DIRECTIONS FOR THIS TASK: Among the entries that follow, the required portion opens with the line containing "--- a/crates/sandlock-core/src/checkpoint/capture.rs" and closes with the line containing "saves the memory". Give that portion again exactly, and nothing else.

RECORDS TO USE:
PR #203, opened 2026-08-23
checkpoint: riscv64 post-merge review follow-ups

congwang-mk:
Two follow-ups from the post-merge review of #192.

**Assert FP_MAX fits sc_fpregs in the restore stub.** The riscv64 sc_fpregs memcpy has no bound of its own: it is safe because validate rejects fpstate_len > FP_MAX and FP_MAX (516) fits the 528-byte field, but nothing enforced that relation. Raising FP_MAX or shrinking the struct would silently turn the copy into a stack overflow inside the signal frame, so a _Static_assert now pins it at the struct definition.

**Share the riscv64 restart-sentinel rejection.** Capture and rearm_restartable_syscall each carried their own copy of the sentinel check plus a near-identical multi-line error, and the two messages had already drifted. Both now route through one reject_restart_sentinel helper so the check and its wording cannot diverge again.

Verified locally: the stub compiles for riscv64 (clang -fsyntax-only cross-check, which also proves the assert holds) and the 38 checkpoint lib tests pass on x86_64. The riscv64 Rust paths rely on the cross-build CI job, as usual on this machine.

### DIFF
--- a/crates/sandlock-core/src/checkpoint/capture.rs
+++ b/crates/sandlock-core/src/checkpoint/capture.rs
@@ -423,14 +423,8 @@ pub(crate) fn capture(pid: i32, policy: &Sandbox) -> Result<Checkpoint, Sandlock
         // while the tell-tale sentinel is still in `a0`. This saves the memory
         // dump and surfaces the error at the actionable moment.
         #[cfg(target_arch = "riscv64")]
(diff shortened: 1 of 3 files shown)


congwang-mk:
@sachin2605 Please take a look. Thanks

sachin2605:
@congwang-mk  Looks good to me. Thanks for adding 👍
--
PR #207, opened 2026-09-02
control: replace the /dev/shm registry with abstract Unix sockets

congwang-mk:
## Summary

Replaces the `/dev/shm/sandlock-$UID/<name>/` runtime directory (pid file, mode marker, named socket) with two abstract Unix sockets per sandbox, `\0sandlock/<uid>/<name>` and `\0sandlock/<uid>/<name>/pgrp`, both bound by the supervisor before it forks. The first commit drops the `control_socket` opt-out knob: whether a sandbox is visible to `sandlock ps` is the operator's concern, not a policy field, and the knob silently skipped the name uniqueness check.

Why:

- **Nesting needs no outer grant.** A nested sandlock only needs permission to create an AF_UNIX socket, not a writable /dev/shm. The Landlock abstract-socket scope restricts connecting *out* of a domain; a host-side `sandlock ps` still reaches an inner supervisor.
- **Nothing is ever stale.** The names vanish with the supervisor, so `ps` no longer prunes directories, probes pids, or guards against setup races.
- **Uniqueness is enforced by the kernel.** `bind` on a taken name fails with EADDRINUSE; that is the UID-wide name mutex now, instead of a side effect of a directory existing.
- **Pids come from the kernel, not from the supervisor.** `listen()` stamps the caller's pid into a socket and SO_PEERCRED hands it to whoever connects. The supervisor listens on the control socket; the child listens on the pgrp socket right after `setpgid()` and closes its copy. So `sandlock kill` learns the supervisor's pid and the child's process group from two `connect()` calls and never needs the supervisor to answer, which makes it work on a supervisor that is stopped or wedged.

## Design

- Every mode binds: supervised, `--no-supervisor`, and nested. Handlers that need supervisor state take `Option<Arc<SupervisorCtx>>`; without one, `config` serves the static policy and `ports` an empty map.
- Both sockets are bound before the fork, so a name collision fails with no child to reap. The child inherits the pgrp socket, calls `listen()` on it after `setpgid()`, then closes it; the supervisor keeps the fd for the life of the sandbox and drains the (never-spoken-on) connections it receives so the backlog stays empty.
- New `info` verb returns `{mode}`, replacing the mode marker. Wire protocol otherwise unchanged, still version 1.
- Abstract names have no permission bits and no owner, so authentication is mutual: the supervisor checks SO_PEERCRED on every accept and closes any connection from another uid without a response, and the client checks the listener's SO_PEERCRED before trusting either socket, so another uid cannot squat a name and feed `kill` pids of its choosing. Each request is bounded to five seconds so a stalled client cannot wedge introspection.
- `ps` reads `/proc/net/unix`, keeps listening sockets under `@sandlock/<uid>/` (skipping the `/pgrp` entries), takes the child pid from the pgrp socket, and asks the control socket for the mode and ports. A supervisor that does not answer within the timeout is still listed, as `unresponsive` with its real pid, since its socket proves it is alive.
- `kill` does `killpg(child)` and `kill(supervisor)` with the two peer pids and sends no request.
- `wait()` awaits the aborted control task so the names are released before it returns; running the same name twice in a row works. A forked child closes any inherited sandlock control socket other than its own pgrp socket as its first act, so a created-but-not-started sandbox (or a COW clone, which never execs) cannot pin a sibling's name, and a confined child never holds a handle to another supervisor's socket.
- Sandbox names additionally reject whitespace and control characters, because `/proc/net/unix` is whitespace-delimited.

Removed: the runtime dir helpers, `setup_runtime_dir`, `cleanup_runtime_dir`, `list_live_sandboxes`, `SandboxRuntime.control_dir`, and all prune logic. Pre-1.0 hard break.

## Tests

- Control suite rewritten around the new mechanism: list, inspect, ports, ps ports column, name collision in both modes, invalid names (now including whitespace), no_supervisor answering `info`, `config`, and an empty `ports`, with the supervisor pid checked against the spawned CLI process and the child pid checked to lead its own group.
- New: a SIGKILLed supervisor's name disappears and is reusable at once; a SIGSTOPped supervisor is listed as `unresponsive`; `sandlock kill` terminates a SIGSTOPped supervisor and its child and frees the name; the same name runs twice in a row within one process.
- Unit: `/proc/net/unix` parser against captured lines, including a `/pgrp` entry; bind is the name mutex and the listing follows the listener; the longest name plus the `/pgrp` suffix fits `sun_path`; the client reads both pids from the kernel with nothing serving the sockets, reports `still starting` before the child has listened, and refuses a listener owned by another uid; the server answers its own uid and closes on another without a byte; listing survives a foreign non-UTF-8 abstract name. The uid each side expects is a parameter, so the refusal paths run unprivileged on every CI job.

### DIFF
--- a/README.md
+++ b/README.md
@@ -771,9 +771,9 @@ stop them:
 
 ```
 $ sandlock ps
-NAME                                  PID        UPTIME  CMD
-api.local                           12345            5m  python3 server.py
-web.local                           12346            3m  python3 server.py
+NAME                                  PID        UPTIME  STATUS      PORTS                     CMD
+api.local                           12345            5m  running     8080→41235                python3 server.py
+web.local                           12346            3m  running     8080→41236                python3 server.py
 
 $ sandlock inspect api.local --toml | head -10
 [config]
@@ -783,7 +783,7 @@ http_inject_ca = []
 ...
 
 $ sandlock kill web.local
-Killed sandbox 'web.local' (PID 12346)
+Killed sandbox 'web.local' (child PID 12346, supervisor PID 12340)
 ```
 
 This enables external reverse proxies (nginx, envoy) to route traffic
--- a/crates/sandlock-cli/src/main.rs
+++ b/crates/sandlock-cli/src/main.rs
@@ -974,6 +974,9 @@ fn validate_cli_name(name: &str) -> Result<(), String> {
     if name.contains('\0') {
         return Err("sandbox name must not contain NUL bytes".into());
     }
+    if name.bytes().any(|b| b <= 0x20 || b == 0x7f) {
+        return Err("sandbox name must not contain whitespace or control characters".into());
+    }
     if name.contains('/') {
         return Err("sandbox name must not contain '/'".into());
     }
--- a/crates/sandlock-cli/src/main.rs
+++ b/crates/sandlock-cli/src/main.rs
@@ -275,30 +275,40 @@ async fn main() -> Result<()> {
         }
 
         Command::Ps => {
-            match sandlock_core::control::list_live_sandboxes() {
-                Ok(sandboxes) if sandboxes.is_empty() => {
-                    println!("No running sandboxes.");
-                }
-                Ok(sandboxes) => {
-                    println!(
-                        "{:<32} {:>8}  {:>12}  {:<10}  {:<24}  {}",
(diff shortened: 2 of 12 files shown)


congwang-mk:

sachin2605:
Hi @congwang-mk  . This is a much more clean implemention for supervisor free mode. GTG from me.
...
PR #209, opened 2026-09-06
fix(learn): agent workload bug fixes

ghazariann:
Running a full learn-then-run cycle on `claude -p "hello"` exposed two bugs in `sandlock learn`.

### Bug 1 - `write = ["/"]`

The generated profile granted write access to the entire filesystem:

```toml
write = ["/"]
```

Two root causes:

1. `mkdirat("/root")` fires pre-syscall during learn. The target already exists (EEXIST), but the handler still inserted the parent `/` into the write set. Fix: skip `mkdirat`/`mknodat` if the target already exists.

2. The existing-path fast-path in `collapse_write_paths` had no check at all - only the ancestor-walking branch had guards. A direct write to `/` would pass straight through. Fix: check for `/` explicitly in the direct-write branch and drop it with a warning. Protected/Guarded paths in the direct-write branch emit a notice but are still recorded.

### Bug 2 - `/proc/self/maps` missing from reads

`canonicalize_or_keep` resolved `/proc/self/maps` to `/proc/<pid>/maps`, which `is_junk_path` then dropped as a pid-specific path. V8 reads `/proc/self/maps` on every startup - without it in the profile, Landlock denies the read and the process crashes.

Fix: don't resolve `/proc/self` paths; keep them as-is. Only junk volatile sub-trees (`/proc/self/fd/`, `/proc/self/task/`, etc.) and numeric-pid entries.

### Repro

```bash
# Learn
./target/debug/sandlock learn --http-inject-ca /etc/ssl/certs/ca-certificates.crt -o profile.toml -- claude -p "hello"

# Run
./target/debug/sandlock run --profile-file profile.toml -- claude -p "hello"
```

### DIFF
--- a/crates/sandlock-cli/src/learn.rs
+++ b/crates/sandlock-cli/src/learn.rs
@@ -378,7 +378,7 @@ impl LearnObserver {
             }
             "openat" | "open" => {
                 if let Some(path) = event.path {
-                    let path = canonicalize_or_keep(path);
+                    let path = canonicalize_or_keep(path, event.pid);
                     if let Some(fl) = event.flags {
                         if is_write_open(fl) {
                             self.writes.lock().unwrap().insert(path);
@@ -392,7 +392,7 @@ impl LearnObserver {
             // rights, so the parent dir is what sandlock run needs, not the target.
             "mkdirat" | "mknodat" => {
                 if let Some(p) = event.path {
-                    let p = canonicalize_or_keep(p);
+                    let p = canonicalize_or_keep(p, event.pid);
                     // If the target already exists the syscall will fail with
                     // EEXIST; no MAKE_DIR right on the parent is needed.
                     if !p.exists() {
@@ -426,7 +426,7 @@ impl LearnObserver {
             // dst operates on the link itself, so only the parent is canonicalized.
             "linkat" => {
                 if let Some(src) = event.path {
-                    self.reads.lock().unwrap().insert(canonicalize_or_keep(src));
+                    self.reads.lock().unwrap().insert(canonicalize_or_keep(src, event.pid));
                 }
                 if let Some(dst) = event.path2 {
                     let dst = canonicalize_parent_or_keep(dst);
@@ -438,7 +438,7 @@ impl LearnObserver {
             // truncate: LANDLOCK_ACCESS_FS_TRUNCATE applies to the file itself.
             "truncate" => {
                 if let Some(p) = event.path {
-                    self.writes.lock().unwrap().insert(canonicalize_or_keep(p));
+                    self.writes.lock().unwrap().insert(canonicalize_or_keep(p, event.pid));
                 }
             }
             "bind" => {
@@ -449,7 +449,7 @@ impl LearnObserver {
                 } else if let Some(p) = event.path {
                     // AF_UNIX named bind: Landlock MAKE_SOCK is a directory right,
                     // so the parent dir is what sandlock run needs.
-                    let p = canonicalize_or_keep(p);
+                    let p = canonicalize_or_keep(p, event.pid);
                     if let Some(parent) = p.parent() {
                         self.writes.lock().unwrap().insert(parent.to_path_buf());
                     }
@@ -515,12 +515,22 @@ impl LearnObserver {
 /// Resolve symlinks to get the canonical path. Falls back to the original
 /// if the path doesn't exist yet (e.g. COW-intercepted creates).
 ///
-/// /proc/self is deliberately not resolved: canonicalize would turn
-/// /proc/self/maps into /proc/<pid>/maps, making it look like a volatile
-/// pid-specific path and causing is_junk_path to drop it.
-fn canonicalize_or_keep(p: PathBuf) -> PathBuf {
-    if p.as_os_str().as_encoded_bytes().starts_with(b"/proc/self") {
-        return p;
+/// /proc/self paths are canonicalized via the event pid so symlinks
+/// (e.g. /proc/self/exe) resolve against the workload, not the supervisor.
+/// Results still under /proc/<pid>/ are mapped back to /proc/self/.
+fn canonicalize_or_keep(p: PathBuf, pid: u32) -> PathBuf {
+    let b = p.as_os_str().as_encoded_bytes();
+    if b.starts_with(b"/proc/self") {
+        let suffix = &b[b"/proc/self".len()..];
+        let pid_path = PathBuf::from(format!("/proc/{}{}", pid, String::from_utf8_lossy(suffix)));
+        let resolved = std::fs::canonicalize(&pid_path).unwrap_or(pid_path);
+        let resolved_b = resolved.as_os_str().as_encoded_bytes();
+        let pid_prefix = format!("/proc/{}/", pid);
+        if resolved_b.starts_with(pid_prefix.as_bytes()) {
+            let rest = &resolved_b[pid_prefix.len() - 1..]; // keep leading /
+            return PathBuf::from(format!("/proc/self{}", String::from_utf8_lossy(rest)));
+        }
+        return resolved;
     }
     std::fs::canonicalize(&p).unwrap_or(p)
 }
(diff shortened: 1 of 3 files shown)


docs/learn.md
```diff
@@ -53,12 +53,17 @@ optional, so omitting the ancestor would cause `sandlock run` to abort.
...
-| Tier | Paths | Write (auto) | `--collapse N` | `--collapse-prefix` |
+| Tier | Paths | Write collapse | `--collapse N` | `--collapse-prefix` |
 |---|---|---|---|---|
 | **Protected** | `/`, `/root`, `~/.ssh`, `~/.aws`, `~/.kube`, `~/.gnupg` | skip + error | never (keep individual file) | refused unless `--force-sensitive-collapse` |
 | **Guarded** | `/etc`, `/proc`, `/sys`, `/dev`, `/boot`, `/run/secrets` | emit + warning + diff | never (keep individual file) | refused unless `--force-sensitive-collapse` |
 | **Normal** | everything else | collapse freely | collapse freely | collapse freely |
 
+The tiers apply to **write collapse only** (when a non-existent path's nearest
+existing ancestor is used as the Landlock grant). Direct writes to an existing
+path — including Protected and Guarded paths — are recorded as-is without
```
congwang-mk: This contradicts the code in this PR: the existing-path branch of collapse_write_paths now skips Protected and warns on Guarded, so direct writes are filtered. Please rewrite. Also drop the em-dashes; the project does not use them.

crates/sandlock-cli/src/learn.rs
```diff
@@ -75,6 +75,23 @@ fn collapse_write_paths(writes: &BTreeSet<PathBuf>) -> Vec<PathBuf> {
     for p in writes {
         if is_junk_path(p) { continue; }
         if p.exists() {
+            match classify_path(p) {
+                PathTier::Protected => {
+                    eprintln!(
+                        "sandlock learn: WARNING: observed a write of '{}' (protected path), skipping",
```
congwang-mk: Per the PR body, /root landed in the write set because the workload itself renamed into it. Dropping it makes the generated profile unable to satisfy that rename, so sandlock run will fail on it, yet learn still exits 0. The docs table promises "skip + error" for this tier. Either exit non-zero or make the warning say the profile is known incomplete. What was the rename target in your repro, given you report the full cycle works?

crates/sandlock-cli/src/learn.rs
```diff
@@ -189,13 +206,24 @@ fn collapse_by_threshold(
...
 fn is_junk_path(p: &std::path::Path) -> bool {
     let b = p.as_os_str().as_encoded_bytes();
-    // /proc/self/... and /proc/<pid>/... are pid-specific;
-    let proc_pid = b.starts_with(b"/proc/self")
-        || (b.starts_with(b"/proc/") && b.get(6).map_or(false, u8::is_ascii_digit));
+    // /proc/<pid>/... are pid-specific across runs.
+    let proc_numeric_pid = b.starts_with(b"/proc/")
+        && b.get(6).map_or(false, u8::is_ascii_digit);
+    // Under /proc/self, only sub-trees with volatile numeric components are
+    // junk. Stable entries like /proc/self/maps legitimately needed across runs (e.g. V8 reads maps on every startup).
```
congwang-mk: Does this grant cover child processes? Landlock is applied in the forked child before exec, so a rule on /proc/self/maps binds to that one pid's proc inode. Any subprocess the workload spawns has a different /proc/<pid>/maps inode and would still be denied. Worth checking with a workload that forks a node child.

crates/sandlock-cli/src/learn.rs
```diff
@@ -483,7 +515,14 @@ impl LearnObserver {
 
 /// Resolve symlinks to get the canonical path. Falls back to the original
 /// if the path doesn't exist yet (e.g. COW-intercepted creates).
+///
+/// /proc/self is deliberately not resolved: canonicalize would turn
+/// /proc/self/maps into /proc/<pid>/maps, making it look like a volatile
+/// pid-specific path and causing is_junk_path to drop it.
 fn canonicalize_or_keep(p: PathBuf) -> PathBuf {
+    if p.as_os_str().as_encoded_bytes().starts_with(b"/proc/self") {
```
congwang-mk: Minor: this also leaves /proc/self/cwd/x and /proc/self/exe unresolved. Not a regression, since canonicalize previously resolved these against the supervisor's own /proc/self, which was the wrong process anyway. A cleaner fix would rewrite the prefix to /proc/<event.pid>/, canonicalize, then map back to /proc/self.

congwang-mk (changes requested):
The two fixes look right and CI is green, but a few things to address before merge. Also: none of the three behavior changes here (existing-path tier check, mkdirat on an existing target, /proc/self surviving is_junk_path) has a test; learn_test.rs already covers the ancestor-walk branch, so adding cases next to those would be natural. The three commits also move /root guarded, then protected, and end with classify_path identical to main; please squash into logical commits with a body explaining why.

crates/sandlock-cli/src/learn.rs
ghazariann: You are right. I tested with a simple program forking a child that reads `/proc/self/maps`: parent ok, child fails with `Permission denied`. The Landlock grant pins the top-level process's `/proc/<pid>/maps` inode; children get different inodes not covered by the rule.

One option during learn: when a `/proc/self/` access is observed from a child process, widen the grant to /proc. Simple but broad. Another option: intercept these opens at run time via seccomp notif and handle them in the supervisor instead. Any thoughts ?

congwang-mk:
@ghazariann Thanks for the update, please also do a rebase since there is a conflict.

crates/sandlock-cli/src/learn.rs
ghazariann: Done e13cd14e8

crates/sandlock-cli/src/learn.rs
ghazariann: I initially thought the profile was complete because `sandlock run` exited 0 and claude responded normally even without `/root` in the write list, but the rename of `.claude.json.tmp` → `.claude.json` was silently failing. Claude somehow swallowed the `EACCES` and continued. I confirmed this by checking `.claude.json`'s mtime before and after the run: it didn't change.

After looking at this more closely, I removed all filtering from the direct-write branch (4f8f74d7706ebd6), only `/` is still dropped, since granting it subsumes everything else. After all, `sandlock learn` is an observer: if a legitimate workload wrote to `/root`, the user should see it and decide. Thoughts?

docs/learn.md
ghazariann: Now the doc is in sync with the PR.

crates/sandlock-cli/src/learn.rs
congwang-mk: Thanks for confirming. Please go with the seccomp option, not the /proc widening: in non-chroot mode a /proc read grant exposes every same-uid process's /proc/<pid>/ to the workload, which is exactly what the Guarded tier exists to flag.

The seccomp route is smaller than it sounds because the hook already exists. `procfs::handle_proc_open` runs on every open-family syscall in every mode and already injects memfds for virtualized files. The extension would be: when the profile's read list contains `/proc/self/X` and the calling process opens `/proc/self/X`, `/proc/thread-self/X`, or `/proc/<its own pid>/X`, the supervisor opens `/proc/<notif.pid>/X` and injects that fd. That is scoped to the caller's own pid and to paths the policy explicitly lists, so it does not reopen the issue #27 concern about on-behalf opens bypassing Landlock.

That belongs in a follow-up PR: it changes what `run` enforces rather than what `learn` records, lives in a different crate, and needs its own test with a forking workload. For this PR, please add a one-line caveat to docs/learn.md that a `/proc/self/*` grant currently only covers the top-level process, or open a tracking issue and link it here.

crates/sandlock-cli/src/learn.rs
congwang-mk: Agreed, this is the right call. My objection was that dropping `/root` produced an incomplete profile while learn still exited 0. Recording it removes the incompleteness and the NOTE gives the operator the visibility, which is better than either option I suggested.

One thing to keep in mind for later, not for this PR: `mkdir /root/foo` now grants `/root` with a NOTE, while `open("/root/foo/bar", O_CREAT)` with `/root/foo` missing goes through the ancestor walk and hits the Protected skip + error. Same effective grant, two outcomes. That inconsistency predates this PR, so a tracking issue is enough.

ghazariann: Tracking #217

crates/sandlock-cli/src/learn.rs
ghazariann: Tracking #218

RESULT:
--- a/crates/sandlock-core/src/checkpoint/capture.rs
+++ b/crates/sandlock-core/src/checkpoint/capture.rs
@@ -423,14 +423,8 @@ pub(crate) fn capture(pid: i32, policy: &Sandbox) -> Result<Checkpoint, Sandlock
         // while the tell-tale sentinel is still in `a0`. This saves the memory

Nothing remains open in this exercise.